Thread: Normal to plane.

I know the plane equation 0.00023x - 0.00018y + 0.00032z + 1 = 0
I need to calculate the angle between the normal of this plane and horizontal (x-y plane).
Please help me to calculate that.
Could you suggest any tutorials about this

Hi, swee.

You could write the equation of your plane as

0.00023x-0.00018y+0.00032z=-1

This is now in the form ax+by+cz=d. The reason this is helpful is because a normal to the plane written in this form is <a,b,c>. So, you could take your normal vector to be <0.00023, -0.00018, 0.00032>, but the decimals are a bit annoying. So we can scale up by a factor of 10^5 to get the vector <23, -18, 32> that's still normal to the plane and will have the same angle with the xy-plane as <0.00023, -0.00018, 0.00032>, because <23, -18, 32> is parallel to <0.00023, -0.00018, 0.00032>.
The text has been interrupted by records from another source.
Issue #1441, opened 2024-10-17
tsp codegen for examples is broken with latest tcgc


jhendrixMSFT:
For reference https://github.com/Azure/typespec-azure/issues/1688

Also observed was some of the ARM modules have missing/incorrect parameters.

jhendrixMSFT:
Also impacted is `armloadtestservice`.
```
vet.exe: .\zz_loadtests_client_example_test.go:25:105: not enough arguments in call to clientFactory.NewLoadTestsClient().BeginCreateOrUpdate
        have (context.Context, string, string, nil)
        want (context.Context, string, string, armloadtestservice.LoadTestResource, *armloadtestservice.LoadTestsClientBeginCreateOrUpdateOptions)
```

jhendrixMSFT:
The api-version issue has been fixed.

tadelesh:
confirmed that all the example failure is from setting body parameter name with `@encodedName`. open tcgc issue [here](https://github.com/Azure/typespec-azure/issues/1739).

PR #1453, opened 2024-10-23
Skip api-version param when emitting examples

jhendrixMSFT:
Partial fix for https://github.com/Azure/autorest.go/issues/1441


packages/typespec-go/.scripts/tspcompile.js
```diff
@@ -129,13 +129,13 @@ const armapicenter = pkgRoot +  'test/tsp/ApiCenter.Management';
 generate('armapicenter', armapicenter, 'test/armapicenter');
 
 const armlargeinstance = pkgRoot + 'test/tsp/AzureLargeInstance.Management';
-generate('armlargeinstance', armlargeinstance, 'test/armlargeinstance', ['stutter=AzureLargeInstance']);
+generate('armlargeinstance', armlargeinstance, 'test/armlargeinstance', ['stutter=AzureLargeInstance', 'generate-examples=false']);
```
jhendrixMSFT, line 132: This and `armloadtestservice` are still broken due to missing params (looks to be a tcgc bug).

RickWinter: > This and `armloadtestservice` are still broken due to missing params (looks to be a tcgc bug).

//cc  @izzymsft

packages/typespec-go/src/tcgcadapter/clients.ts
```diff
@@ -710,6 +710,10 @@ export class clientAdapter {
       for (const example of sdkMethod.operation.examples) {
         const goExample = new go.MethodExample(example.name, {summary: example.description}, example.filePath);
         for (const param of example.parameters) {
+          if (param.parameter.isApiVersionParam && param.parameter.clientDefaultValue) {
+            // skip the api-version param as it's not a formal parameter
+            continue;
+          }
```
tadelesh, line 716: i'm wondering why the subscription id is not impacted, it should also be a client param

Issue #1444, opened 2024-10-18
Optional body params should conditionally set Content-Type header


jhendrixMSFT:
tcgc change https://github.com/Azure/typespec-azure/issues/1259 makes `content-type` literal param optional if the body is option. This has the side effect of surfacing this as an optional flag in the emitted code. Need to fix this such that if the optional body has been set, then we also set `content-type` and not surface it as an optional flag param.

PR #1456, opened 2024-10-24
Conditionally set Content-Type header

jhendrixMSFT:
When the body param is optional, the Content-Type header should be set IFF the body param is not nil.
Don't expose optional Content-Type literal params as flags.

Fixes https://github.com/Azure/autorest.go/issues/1444


jhendrixMSFT:
@benbp part of the PR has been consistently failing with error "fatal: couldn't find remote ref refs/pull/1456/merge". Have you seen this before?

chlowell (approved):

benbp:
@jhendrixMSFT not sure, though looks like you did get a passing CI run

PR #737, opened 2022-05-20
IS-12464: Cleanup Collect tutorial

ga-hegsvold:


tutorial-getting-started-collect.rst
```diff
@@ -22,27 +22,23 @@ After having succesfully connected to these providers you will create inbound pi
     #. To set up a `test account <https://legacydocs.hubspot.com/docs/faq/how-do-i-create-a-test-account>`_
     #. To aquire an `API key <https://knowledge.hubspot.com/integrations/how-do-i-get-my-hubspot-api-key>`_
     
-|
-|
-
 Import data to HubSpot
 ^^^^^^^^^^^^^^^^^^^^^^
-In order to be able to import data to Sesam we first need to make sure that HubSpot contains data we can later import import. Therefore, the first step is to populate HubSpot with some data by following the steps below:
+In order to import data into Sesam we first need to make sure that HubSpot contains the data we want to import. Therefore, the first step is to populate HubSpot with some data by following the steps below:
```
erik-leven, line 27: contains -> contain

tutorial-getting-started-collect.rst
```diff
@@ -22,27 +22,23 @@ After having succesfully connected to these providers you will create inbound pi
...
+#. Log into HubSpot and navigate to your **Contacts** > **Companies** section
+#. Click **Import** on the right hand side of the page
+#. Click **Start an import** and select **File from computer** and click **Next**
+#. Select **Multiple files with associations** and click **Next**
+#. Select **Companies** and **Contacts** and click **Next** 
+#. Upload ``learn-hubspot-company.csv`` under **Company** and ``learn-hubspot-contacts.csv`` under **Contacts** (don't click on the "This file includes a ... column" boxes) and click **Next**
+#. Select **Company ID** as common column header and select **Company** as the object it is unique for and click **Next**
+#. Select **Don't import data in unmapped column** and click **Next**
+#. Select **Don't import data in unmapped column** again and click **Next**
+#. Agree to the terms and click **Finish import**
```
erik-leven, line 39: I prefer the old version here (Finish the import). I don't mind the bold text, but the text in HubSpot associated with "agreeing to the terms" is a bit iffy

tutorial-getting-started-collect.rst
```diff
@@ -154,18 +145,17 @@ The first inbound pipe we want to work on is the pipe that connects to our ``Hub
       "namespaced_identifiers": false
     }
 
-
-
 The Enhetsregisteret inbound pipe
 *********************************
 
-The last thing to do in this tutorial is to create the inbound pipe for Enhetsregisteret. We want to pull in the ``enhetsregisteret`` datatype from the provider. Again, follow the below steps to create your inbound pipe ``enhetsregisteret-company-collect``:
+The last thing to do in this tutorial is to create a pipe that connects to our ``enhetsregisteret`` system. We want to pull in the company data from Enhetsregisteret.
```
erik-leven, line 151: that last sentence feels a bit awkward?

tutorial-getting-started-collect.rst
ga-hegsvold: HubSpot is singular ("it"), no? So I think "contains" is correct.

tutorial-getting-started-collect.rst
ga-hegsvold: Yeah, but having to click that checkbox with "terms" threw me off so I thought it'd be good to include it there to reassure the user that it's ok to agree. If there is a consensus to keep the old version, I'm ok with that.

tutorial-getting-started-collect.rst
erik-leven: you're right, I'm dumb :D

tutorial-getting-started-collect.rst
erik-leven: Thing is, the data the users will upload is "kinda" from a third paty (us), but they are copies of the example data already in HubSpot. 

Then again, I assume "finish the import" and "Agree to the terms and click **Finish import**" kinda says the same thing in terms of liability for us.

Let's keep your version for now

tutorial-getting-started-collect.rst
ga-hegsvold: Yeah, I struggled a bit with this one. Tried to avoid using "datatype" and keep it similar to the HubSpot section above. Also thought about phrasing it in a way that would convey to the user that we want to pull company data here as well, same as from HubSpot, but fell a bit short.
Suggestions welcome!

erik-leven: What about:

The last thing to do is to pull in the company data from Enhetsregisteret by creating a pipe that connects to our ``enhetsregisteret`` system.

ga-hegsvold: I like it!

ga-hegsvold: Fixed.

erik-leven (approved):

Does this help you get started? Good luck!

thanks a lot. Now i understood how to get normal to plane. could you please help me in calculating angles between this normal vector <23, -18, 32> and horizontal ?

angle can be calculated by getting dot product. but how can we represent horizontal (x-y plane) in vector form?

is it ok if i represent horizontal vector as <0,0, 1> and get dot product to both vectors

Well, you don't want to use <0,0,1> as your horizontal vector, because <0,0,1> is a unit vector in the vertical direction.

Your idea to use the dot product is a good one. What we want to do is determine the projection of <23, -18, 32> onto the xy-plane and take a dot product with this projection. If we write

<23, -18, 32> = <23, -18, 0> + <0, 0, 32>

we see that the projection onto the xy-plane is <23, -18, 0>.

Does this approach make sense? Good luck!